▶ _Available records_
PR #2403, opened 2023-11-06
feat: allow customization of build environment

khardix:
This allows for the WASM artifacts to be built elsewhere than only in the alpine-based node container.

## Rationale

Pre-built WASM artifacts are often a no-go when creating packages for Linux distributions; they need to be rebuilt from source on trusted build system by the package maintainer. This PR allows me to easily tweak the build parameters and flags for the WASM build to do just that.

## Changes

The `build/wasm.js` script now checks for presence and content of several related environment variables (`WASM_CC`, `WASM_CFLAGS`, `WASM_LDFLAGS`, and `WASM_LDLIBS`; the names mirror those traditionally used in C Makefiles). If present, content of these variables override some of the compilation flags that are directly dependent on the build environment (i.e. `--target` and `--sysroot`).

## Status

- [x] Tested
- [S] Documented
- [ ] Review ready
- [ ] In review
- [ ] Merge ready

---

Note: This is a minimal change that does what I need. I was also toying with the idea to convert the build process (without container management) to separate Makefile; this would enable the WASM build to not require nodejs on the build machine. I'm not sure this is worth it or if it's anything you would want to maintain; let me know what you think.

### DIFF
--- a/build/wasm.js
+++ b/build/wasm.js
@@ -9,6 +9,18 @@ const WASM_SRC = resolve(__dirname, '../deps/llhttp')
 const WASM_OUT = resolve(__dirname, '../lib/llhttp')
 const DOCKERFILE = resolve(__dirname, './Dockerfile')
 
+// These are defined by build environment
+const WASM_CC = process.env.WASM_CC || 'clang'
+let WASM_CFLAGS = process.env.WASM_CFLAGS || '--sysroot=/usr/share/wasi-sysroot -target wasm32-unknown-wasi'
+let WASM_LDFLAGS = process.env.WASM_LDFLAGS || ''
+const WASM_LDLIBS = process.env.WASM_LDLIBS || ''
+
+// These are relevant for undici and should not be overridden
+WASM_CFLAGS += ' -Ofast -fno-exceptions -fvisibility=hidden -mexec-model=reactor'
+WASM_LDFLAGS += ' -Wl,-error-limit=0 -Wl,-O3 -Wl,--lto-O3 -Wl,--strip-all'
+WASM_LDFLAGS += ' -Wl,--allow-undefined -Wl,--export-dynamic -Wl,--export-table'
+WASM_LDFLAGS += ' -Wl,--export=malloc -Wl,--export=free -Wl,--no-entry'
+
 let platform = process.env.WASM_PLATFORM
 if (!platform && process.argv[2]) {
   platform = execSync('docker info -f "{{.OSType}}/{{.Architecture}}"').toString().trim()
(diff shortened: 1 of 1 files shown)


metcoder95 (commented):
How are you building `undici` currently?

khardix:
> How are you building `undici` currently?

Currently we are not building it. We are using the bundled blobs in nodejs and attaching corresponding source tarball. I'm working on changing that to rebuild undici as a separate package (rpm).

The work-in-progress way of rebuilding (with the proposed change already applied) then looks something like this:

```sh
rm -rf lib/llhttp/llhttp*.{wasm,js}
export WASM_CC=clang WASM_CFLAGS='--target=wasm32-wasi --sysroot=/usr/wasm32-wasi' WASM_LDFLAGS=-nodefaultlibs WASM_LDLIBS=-lc
node build/wasm.js
npm --offline pack
```

metcoder95:
Sorry if I pop up many questions, but I'm trying to understand what's the use-case behind. What I'm understanding is that you are trying to bundle `undici` as a standalone executable?
Then, to achieve so you require to customize the build process, is that all right?

khardix:
I'm trying to rebuild undici *from source* on "my machine" (Fedora build system). Emphasis on from source – anything pre-built (in this case, the WASM-compiled llhttp) has to go before build and be re-created during the build. This is mainly due to security concerns (preventing supply chain attacks, etc.).

On the build system, I already have some parts natively available (i.e. wasi-libc), while others are not (i.e. docker or network access). I need a way to hook into the build process so I can tell it where to look for the parts it needs and how to invoke them (mainly compiler and it's flags).

---

This effort is a part of larger process of enhancing NodeJS packaging in Fedora. The separate executable/rpm is actually an implementation detail; I would need basically the same changes if I just wanted to rip out and rebuild all pre-build WASM artifacts in NodeJS itself (which bundles undici and thus it's pre-build artifacts).

metcoder95:
Perfect! Thanks, now is clearer the intentions.

On my side, I believe the changes are good, and the defaults are respected; but the are some security concerns given that the paths are now customizable. On my side, LGTM, but would like to hear the thoughts @nodejs/undici

khardix:
No one chimed in for a few weeks now. Tagging @mhdawson which whom I've previously talked about either looking at this or poking others into looking. :slightly_smiling_face:

mhdawson (approved):
LGTM

mhdawson:
Reviewing the PR I can see it should no effect on what is run without additional environment settings versus what will be run before.  

In terms of the CI the failures seem to in `73 - test/redirect-request.js # time=868.622ms`  which I can see in many of the other failings CIs runs (which seems to be most of them), so I don't believe the changes in this PR are related to the failures.

PR #2410, opened 2023-11-08
fix: HTTPToken check

### LINKED ISSUE #2409: Non-HTTPToken characters can be used in header names
## Bug Description

The following character `"(),/:;<=>?@[\]{}` is not allowed in the specification, but is allowed in Undici.

References:
<https://fetch.spec.whatwg.org/#header-name>
<https://tools.ietf.org/html/rfc7230#section-3.2.6>
<https://tools.ietf.org/html/rfc9110#section-5.6.2>

## Reproducible By

There is a simple test.

```js
// test.js
function pass(name) {
    try {
        return !!new Headers({ [name]: "test" });
    } catch (e) {
        return false;
    }
}

function assert(cond, message) {
    if (!cond) console.error(message);
}

function test() {
    for (const char of `"(),/:;<=>?@[\\]{}`.split("")) {
        assert(!pass(char), `The string \`${char}\` should throw an error.`);
    }
}

test();
```

## Expected Behavior

The above test should succeed.

## Logs & Screenshots

```sh
> $ node test.js
The string `"` should throw an error.
The string `(` should throw an error.
The string `)` should throw an error.
The string `,` should throw an error.
The string `/` should throw an error.
The string `:` should throw an error.
The string `;` should throw an error.
The string `<` should throw an error.
The string `=` should throw an error.
The string `>` should throw an error.
The string `?` should throw an error.
The string `@` should throw an error.
The string `[` should throw an error.
The string `\` should throw an error.
The string `]` should throw an error.
The string `{` should throw an error.
The string `}` should throw an error.
```

## Environment

Windows 11
Node.js v21.1.0
Undici v5.27.2

### Additional context

None

tsctx:
## This relates to...

Fixes #2409 

### Features

N/A

### Bug Fixes

#2409 

N/A

## Status

- [x] Tested
- [ ] Documented
- [x] Review ready
- [ ] In review
- [ ] Merge ready

### DIFF
--- a/lib/fetch/index.js
+++ b/lib/fetch/index.js
@@ -35,6 +35,7 @@ const {
   isCancelled,
   isAborted,
   isErrorLike,
+  isValidHeaderName,
   fullyReadBody,
   readableStreamClose,
   isomorphicEncode,
@@ -2016,7 +2017,7 @@ async function httpNetworkFetch (
                 location = val
               }
 
-              headers.append(key, val)
+              if (isValidHeaderName(key)) headers.append(key, val)
             }
           }
 
--- a/lib/fetch/index.js
+++ b/lib/fetch/index.js
@@ -2003,7 +2003,7 @@ async function httpNetworkFetch (
                 location = val
               }
 
-              headers.append(key, val)
+              if (isValidHeaderName(key)) headers.append(key, val)
             }
           } else {
             const keys = Object.keys(headersList)
--- a/lib/fetch/index.js
+++ b/lib/fetch/index.js
@@ -35,7 +35,6 @@ const {
   isCancelled,
   isAborted,
   isErrorLike,
-  isValidHeaderName,
   fullyReadBody,
   readableStreamClose,
   isomorphicEncode,
@@ -2003,7 +2002,7 @@ async function httpNetworkFetch (
                 location = val
               }
 
-              if (isValidHeaderName(key)) headers.append(key, val)
+              headers.append(key, val)
             }
           } else {
             const keys = Object.keys(headersList)
@@ -2017,7 +2016,7 @@ async function httpNetworkFetch (
                 location = val
               }
 
-              if (isValidHeaderName(key)) headers.append(key, val)
+              headers.append(key, val)
             }
           }
 
--- a/lib/fetch/util.js
+++ b/lib/fetch/util.js
@@ -134,7 +134,7 @@ function isTokenCharCode (c) {
 }
 
 /**
- * @param {string} characters 
+ * @param {string} characters
  */
 function isValidHTTPToken (characters) {
   if (characters.length === 0) {
@@ -150,7 +150,7 @@ function isValidHTTPToken (characters) {
 
 /**
  * @see https://fetch.spec.whatwg.org/#header-name
- * @param {string} potentialValue 
+ * @param {string} potentialValue
  */
 function isValidHeaderName (potentialValue) {
   return isValidHTTPToken(potentialValue)
--- a/lib/fetch/util.js
+++ b/lib/fetch/util.js
@@ -122,6 +122,7 @@ function isTokenCharCode (c) {
     case 0x3f:
     case 0x40:
     case 0x5b:
+    case 0x5c:
     case 0x5d:
     case 0x7b:
     case 0x7d:
--- a/lib/fetch/util.js
+++ b/lib/fetch/util.js
@@ -103,52 +103,56 @@ function isValidReasonPhrase (statusText) {
   return true
 }
 
-function isTokenChar (c) {
-  return !(
-    c >= 0x7f ||
-    c <= 0x20 ||
-    c === '(' ||
-    c === ')' ||
-    c === '<' ||
-    c === '>' ||
-    c === '@' ||
-    c === ',' ||
-    c === ';' ||
-    c === ':' ||
-    c === '\\' ||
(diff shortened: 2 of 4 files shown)


metcoder95 (commented):
The changes affect `fetch` only, but I wonder if we want to extend it to `undici` itself.

lib/fetch/util.js
```diff
@@ -103,52 +103,57 @@ function isValidReasonPhrase (statusText) {
...
 }
 
-// See RFC 7230, Section 3.2.6.
-// https://github.com/chromium/chromium/blob/d7da0240cae77824d1eda25745c4022757499131/third_party/blink/renderer/platform/network/http_parsers.cc#L321
+/**
+ * @param {string} characters
+ */
 function isValidHTTPToken (characters) {
-  if (!characters || typeof characters !== 'string') {
+  if (characters.length === 0) {
```
ronag, line 141: What's the point of this change?

tsctx:
@metcoder95 
Do you mean checking all append headers?

lib/fetch/util.js
tsctx: If the length of the empty string was checked explicitly, it would make it easier to understand.
Also, The string check was removed because only `isValidHeaderName` was used.

tsctx: Since it is called after being stringified, I don't think there is a problem.

lib/fetch/index.js
```diff
@@ -2002,7 +2003,7 @@ async function httpNetworkFetch (
                 location = val
               }
 
-              headers.append(key, val)
+              if (isValidHeaderName(key)) headers.append(key, val)
```
KhafraDev, line 2006: are these headers expected to be ignored, or should an error be thrown? It doesn't make sense to double validate every header we receive.

lib/fetch/index.js
```diff
@@ -2016,7 +2017,7 @@ async function httpNetworkFetch (
...
```
KhafraDev, line 2020: same here

lib/fetch/util.js
```diff
@@ -103,52 +103,57 @@ function isValidReasonPhrase (statusText) {
...
-    c === '?' ||
-    c === '=' ||
-    c === '{' ||
-    c === '}'
-  )
+/**
+ * @see https://tools.ietf.org/html/rfc7230#section-3.2.6
+ * @param {number} c
+ */
+function isTokenCharCode (c) {
```
KhafraDev, line 110: this seems to be the only required change here (since the issue seems to be comparing the char code to the actual characters would always return false). I'd prefer if the old checks were added back and only this change made.

lib/fetch/index.js
tsctx: I too think double checking is useless.
If `:status` is passed as an example of an http2 header, the http2 test fails.
I will comment the solution later.

tsctx: Some solutions,
- Change core so that http2 headers, e.g. `:status`, are not passed.
- Use try-catch.
- Check only the leading colon.

lib/fetch/index.js
tsctx: Explained in the comment above.

lib/fetch/index.js
metcoder95: None of the specific `h2` headers should be passed as those are automatically appended upon request. Although it can be passed, they are going to be overwritten.
On Chrome, `fetch` throws when trying to append them as headers

tsctx: @metcoder95
Is it correct to identify pseudo-headers with a leading colon and not pass them to Headers#append?
Or change the core?

tsctx: Probably due to the :status pseudo-header.

tsctx: Probably due to the `:status` pseudo-header.

tsctx: The pseudo-header `:status` seems to be the cause

KhafraDev: please undo both of these changes, we can reevaluate in a dedicated issue

tsctx: Sure, changes will be undone.

metcoder95 (approved):
LGTM

lib/fetch/util.js
KhafraDev: @tsctx I don't believe this should be blocked by anything. The handling of pseudo-headers has nothing to do with the original issue that this fixes, right?

tsctx: @KhafraDev 
This change will fail the H2 test and should wait.

tsctx: But, I understand your thinking.

KhafraDev: The test isn't sound with my understanding of the fetch spec, I think the failing test(s) can be disabled for now.

KhafraDev: I posted more about my understanding of the fetch spec in the linked issue.

tsctx: @KhafraDev 
After the errands are completed, change the failing H2 test to be skipped.

tsctx:
Hi @metcoder95 @KhafraDev,
I've changed it to skip the failed H2 test.
Could you please take a look at it?

KhafraDev (approved):

metcoder95 (approved):

PR #2414, opened 2023-11-09
refactor: remove await before return

ywave620:
## This relates to...

no issues

## Rationale

await before return is not necessary and introduce a little overhead.

## Status

- [x] Tested
- [ ] Documented
- [ ] Review ready
- [ ] In review
- [ ] Merge ready

### DIFF
--- a/lib/client.js
+++ b/lib/client.js
@@ -504,7 +504,7 @@ async function lazyllhttp () {
     mod = await WebAssembly.compile(Buffer.from(llhttpWasmData || require('./llhttp/llhttp-wasm.js'), 'base64'))
   }
 
-  return await WebAssembly.instantiate(mod, {
+  return WebAssembly.instantiate(mod, {
     env: {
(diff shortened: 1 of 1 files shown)


lib/client.js
```diff
@@ -504,7 +504,7 @@ async function lazyllhttp () {
     mod = await WebAssembly.compile(Buffer.from(llhttpWasmData || require('./llhttp/llhttp-wasm.js'), 'base64'))
   }
 
-  return await WebAssembly.instantiate(mod, {
+  return WebAssembly.instantiate(mod, {
```
metcoder95, line 507: @ronag I imagine this is intentional to keep the stacktrace of the `lazyhttp` function, or it is safe to remove?

ronag: I guess it should be safe, but don't really see any reason to do so. It's a cold path.

ronag:
Thanks for the PR but I don't think this is a good change.

PR #2424, opened 2023-11-11
perf(headers): if the guard is immutable

tsctx:
## Rationale

If the guard is immutable, it cannot be deleted or added, so it can be safely cached.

▶ _What the exercise asks_
Copy every line that contains "return" from the listing above.

▶ _Reply to the task_
        return !!new Headers({ [name]: "test" });
        return false;
   return isValidHTTPToken(potentialValue)
   return true
-  return !(
KhafraDev, line 110: this seems to be the only required change here (since the issue seems to be comparing the char code to the actual characters would always return false). I'd prefer if the old checks were added back and only this change made.
refactor: remove await before return
await before return is not necessary and introduce a little overhead.
-  return await WebAssembly.instantiate(mod, {
+  return WebAssembly.instantiate(mod, {
-  return await WebAssembly.instantiate(mod, {
+  return WebAssembly.instantiate(mod, {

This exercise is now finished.